■ **Task item**:
Each line of the listing needs to be given again exactly.

>>>>

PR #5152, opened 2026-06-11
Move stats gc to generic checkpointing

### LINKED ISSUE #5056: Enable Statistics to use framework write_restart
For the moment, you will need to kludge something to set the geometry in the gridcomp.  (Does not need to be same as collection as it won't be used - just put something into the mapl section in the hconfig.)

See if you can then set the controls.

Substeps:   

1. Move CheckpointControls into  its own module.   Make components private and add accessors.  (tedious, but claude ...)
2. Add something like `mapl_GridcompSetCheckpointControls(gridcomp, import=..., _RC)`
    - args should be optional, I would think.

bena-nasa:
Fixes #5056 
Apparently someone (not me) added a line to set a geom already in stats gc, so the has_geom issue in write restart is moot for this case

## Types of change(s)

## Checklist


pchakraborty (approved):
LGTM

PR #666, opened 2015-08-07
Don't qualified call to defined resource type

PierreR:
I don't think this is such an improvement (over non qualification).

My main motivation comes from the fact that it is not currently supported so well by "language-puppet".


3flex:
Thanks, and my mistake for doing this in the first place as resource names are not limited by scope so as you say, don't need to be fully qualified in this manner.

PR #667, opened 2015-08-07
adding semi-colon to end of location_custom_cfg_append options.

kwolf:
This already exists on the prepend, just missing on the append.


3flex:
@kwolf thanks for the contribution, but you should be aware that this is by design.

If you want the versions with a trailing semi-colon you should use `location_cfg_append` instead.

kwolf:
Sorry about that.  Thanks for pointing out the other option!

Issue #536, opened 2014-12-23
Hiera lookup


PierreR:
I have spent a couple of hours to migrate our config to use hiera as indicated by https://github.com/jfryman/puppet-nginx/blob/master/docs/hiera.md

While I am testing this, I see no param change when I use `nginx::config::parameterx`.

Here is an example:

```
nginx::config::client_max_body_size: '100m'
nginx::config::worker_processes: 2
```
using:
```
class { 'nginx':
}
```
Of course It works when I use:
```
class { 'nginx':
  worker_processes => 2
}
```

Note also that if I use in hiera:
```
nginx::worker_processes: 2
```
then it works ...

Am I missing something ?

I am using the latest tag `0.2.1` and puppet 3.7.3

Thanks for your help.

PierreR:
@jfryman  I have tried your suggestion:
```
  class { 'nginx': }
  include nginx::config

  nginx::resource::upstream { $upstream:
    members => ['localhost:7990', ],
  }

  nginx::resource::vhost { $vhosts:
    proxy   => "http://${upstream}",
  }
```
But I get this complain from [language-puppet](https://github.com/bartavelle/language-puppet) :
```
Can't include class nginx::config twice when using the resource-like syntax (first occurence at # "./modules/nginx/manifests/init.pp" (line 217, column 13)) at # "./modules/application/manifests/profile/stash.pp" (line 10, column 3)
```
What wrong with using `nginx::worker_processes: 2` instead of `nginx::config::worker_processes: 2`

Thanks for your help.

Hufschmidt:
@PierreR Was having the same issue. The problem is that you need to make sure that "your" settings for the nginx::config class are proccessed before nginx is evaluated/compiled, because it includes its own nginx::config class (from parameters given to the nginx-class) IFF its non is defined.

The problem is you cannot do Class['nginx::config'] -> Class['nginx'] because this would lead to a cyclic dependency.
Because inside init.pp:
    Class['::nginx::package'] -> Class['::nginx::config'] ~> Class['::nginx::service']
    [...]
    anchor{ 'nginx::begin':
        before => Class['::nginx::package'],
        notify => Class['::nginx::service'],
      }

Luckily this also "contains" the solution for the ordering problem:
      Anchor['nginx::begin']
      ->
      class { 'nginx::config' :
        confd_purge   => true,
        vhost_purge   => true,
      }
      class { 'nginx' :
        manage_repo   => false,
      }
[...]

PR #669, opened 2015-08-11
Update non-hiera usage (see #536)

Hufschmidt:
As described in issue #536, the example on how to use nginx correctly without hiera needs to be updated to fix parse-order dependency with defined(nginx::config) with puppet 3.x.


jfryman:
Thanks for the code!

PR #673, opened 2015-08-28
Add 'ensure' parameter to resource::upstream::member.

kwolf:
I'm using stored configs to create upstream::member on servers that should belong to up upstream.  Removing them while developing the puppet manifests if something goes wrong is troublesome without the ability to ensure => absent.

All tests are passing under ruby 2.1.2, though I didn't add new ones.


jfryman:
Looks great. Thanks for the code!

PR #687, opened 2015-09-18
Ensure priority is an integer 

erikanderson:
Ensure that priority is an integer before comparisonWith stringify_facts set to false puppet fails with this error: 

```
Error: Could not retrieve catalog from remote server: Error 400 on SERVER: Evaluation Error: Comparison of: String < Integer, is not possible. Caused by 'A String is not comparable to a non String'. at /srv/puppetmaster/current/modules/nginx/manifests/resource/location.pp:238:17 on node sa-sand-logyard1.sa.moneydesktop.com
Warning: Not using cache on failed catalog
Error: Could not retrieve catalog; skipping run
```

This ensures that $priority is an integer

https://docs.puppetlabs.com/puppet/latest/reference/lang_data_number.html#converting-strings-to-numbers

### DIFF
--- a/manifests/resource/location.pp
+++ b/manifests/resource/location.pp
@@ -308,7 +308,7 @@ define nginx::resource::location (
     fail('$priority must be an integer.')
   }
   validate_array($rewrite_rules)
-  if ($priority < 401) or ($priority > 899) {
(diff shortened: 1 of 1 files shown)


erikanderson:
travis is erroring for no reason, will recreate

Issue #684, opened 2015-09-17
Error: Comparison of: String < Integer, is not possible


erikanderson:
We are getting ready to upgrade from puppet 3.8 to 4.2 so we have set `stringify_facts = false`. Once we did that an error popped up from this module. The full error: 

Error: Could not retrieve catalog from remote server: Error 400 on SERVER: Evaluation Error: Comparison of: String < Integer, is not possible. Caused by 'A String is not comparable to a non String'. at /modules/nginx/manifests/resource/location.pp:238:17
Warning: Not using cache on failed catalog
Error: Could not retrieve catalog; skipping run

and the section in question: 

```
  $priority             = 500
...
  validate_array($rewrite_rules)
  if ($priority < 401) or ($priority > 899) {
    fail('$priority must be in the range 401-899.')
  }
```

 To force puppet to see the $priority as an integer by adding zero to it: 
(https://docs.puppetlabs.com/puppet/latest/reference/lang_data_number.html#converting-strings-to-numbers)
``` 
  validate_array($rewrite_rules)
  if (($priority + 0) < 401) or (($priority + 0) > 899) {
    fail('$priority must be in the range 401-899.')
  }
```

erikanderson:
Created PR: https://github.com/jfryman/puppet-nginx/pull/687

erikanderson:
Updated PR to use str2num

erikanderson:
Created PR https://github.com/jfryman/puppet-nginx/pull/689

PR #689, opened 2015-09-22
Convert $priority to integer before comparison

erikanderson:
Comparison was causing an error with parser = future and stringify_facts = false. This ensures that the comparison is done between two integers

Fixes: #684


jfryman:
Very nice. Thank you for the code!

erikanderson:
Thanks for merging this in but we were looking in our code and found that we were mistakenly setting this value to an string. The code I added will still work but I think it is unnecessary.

<<<<

■ **Exercise result**:
PR #5152, opened 2026-06-11
Move stats gc to generic checkpointing

### LINKED ISSUE #5056: Enable Statistics to use framework write_restart
For the moment, you will need to kludge something to set the geometry in the gridcomp.  (Does not need to be same as collection as it won't be used - just put something into the mapl section in the hconfig.)

See if you can then set the controls.

Substeps:   

1. Move CheckpointControls into  its own module.   Make components private and add accessors.  (tedious, but claude ...)
2. Add something like `mapl_GridcompSetCheckpointControls(gridcomp, import=..., _RC)`
    - args should be optional, I would think.

bena-nasa:
Fixes #5056 
Apparently someone (not me) added a line to set a geom already in stats gc, so the has_geom issue in write restart is moot for this case

## Types of change(s)

## Checklist


pchakraborty (approved):
LGTM

PR #666, opened 2015-08-07
Don't qualified call to defined resource type

PierreR:
I don't think this is such an improvement (over non qualification).

My main motivation comes from the fact that it is not currently supported so well by "language-puppet".


3flex:
Thanks, and my mistake for doing this in the first place as resource names are not limited by scope so as you say, don't need to be fully qualified in this manner.

PR #667, opened 2015-08-07
adding semi-colon to end of location_custom_cfg_append options.

kwolf:
This already exists on the prepend, just missing on the append.


3flex:
@kwolf thanks for the contribution, but you should be aware that this is by design.

If you want the versions with a trailing semi-colon you should use `location_cfg_append` instead.

kwolf:
Sorry about that.  Thanks for pointing out the other option!

Issue #536, opened 2014-12-23
Hiera lookup


PierreR:
I have spent a couple of hours to migrate our config to use hiera as indicated by https://github.com/jfryman/puppet-nginx/blob/master/docs/hiera.md

While I am testing this, I see no param change when I use `nginx::config::parameterx`.

Here is an example:

```
nginx::config::client_max_body_size: '100m'
nginx::config::worker_processes: 2
```
using:
```
class { 'nginx':
}
```
Of course It works when I use:
```
class { 'nginx':
  worker_processes => 2
}
```

Note also that if I use in hiera:
```
nginx::worker_processes: 2
```
then it works ...

Am I missing something ?

I am using the latest tag `0.2.1` and puppet 3.7.3

Thanks for your help.

PierreR:
@jfryman  I have tried your suggestion:
```
  class { 'nginx': }
  include nginx::config

  nginx::resource::upstream { $upstream:
    members => ['localhost:7990', ],
  }

  nginx::resource::vhost { $vhosts:
    proxy   => "http://${upstream}",
  }
```
But I get this complain from [language-puppet](https://github.com/bartavelle/language-puppet) :
```
Can't include class nginx::config twice when using the resource-like syntax (first occurence at # "./modules/nginx/manifests/init.pp" (line 217, column 13)) at # "./modules/application/manifests/profile/stash.pp" (line 10, column 3)
```
What wrong with using `nginx::worker_processes: 2` instead of `nginx::config::worker_processes: 2`

Thanks for your help.

Hufschmidt:
@PierreR Was having the same issue. The problem is that you need to make sure that "your" settings for the nginx::config class are proccessed before nginx is evaluated/compiled, because it includes its own nginx::config class (from parameters given to the nginx-class) IFF its non is defined.

The problem is you cannot do Class['nginx::config'] -> Class['nginx'] because this would lead to a cyclic dependency.
Because inside init.pp:
    Class['::nginx::package'] -> Class['::nginx::config'] ~> Class['::nginx::service']
    [...]
    anchor{ 'nginx::begin':
        before => Class['::nginx::package'],
        notify => Class['::nginx::service'],
      }

Luckily this also "contains" the solution for the ordering problem:
      Anchor['nginx::begin']
      ->
      class { 'nginx::config' :
        confd_purge   => true,
        vhost_purge   => true,
      }
      class { 'nginx' :
        manage_repo   => false,
      }
[...]

PR #669, opened 2015-08-11
Update non-hiera usage (see #536)

Hufschmidt:
As described in issue #536, the example on how to use nginx correctly without hiera needs to be updated to fix parse-order dependency with defined(nginx::config) with puppet 3.x.


jfryman:
Thanks for the code!

PR #673, opened 2015-08-28
Add 'ensure' parameter to resource::upstream::member.

kwolf:
I'm using stored configs to create upstream::member on servers that should belong to up upstream.  Removing them while developing the puppet manifests if something goes wrong is troublesome without the ability to ensure => absent.

All tests are passing under ruby 2.1.2, though I didn't add new ones.


jfryman:
Looks great. Thanks for the code!

PR #687, opened 2015-09-18
Ensure priority is an integer 

erikanderson:
Ensure that priority is an integer before comparisonWith stringify_facts set to false puppet fails with this error: 

```
Error: Could not retrieve catalog from remote server: Error 400 on SERVER: Evaluation Error: Comparison of: String < Integer, is not possible. Caused by 'A String is not comparable to a non String'. at /srv/puppetmaster/current/modules/nginx/manifests/resource/location.pp:238:17 on node sa-sand-logyard1.sa.moneydesktop.com
Warning: Not using cache on failed catalog
Error: Could not retrieve catalog; skipping run
```

This ensures that $priority is an integer

https://docs.puppetlabs.com/puppet/latest/reference/lang_data_number.html#converting-strings-to-numbers

### DIFF
--- a/manifests/resource/location.pp
+++ b/manifests/resource/location.pp
@@ -308,7 +308,7 @@ define nginx::resource::location (
     fail('$priority must be an integer.')
   }
   validate_array($rewrite_rules)
-  if ($priority < 401) or ($priority > 899) {
(diff shortened: 1 of 1 files shown)


erikanderson:
travis is erroring for no reason, will recreate

Issue #684, opened 2015-09-17
Error: Comparison of: String < Integer, is not possible


erikanderson:
We are getting ready to upgrade from puppet 3.8 to 4.2 so we have set `stringify_facts = false`. Once we did that an error popped up from this module. The full error: 

Error: Could not retrieve catalog from remote server: Error 400 on SERVER: Evaluation Error: Comparison of: String < Integer, is not possible. Caused by 'A String is not comparable to a non String'. at /modules/nginx/manifests/resource/location.pp:238:17
Warning: Not using cache on failed catalog
Error: Could not retrieve catalog; skipping run

and the section in question: 

```
  $priority             = 500
...
  validate_array($rewrite_rules)
  if ($priority < 401) or ($priority > 899) {
    fail('$priority must be in the range 401-899.')
  }
```

 To force puppet to see the $priority as an integer by adding zero to it: 
(https://docs.puppetlabs.com/puppet/latest/reference/lang_data_number.html#converting-strings-to-numbers)
``` 
  validate_array($rewrite_rules)
  if (($priority + 0) < 401) or (($priority + 0) > 899) {
    fail('$priority must be in the range 401-899.')
  }
```

erikanderson:
Created PR: https://github.com/jfryman/puppet-nginx/pull/687

erikanderson:
Updated PR to use str2num

erikanderson:
Created PR https://github.com/jfryman/puppet-nginx/pull/689

PR #689, opened 2015-09-22
Convert $priority to integer before comparison

erikanderson:
Comparison was causing an error with parser = future and stringify_facts = false. This ensures that the comparison is done between two integers

Fixes: #684


jfryman:
Very nice. Thank you for the code!

erikanderson:
Thanks for merging this in but we were looking in our code and found that we were mistakenly setting this value to an string. The code I added will still work but I think it is unnecessary.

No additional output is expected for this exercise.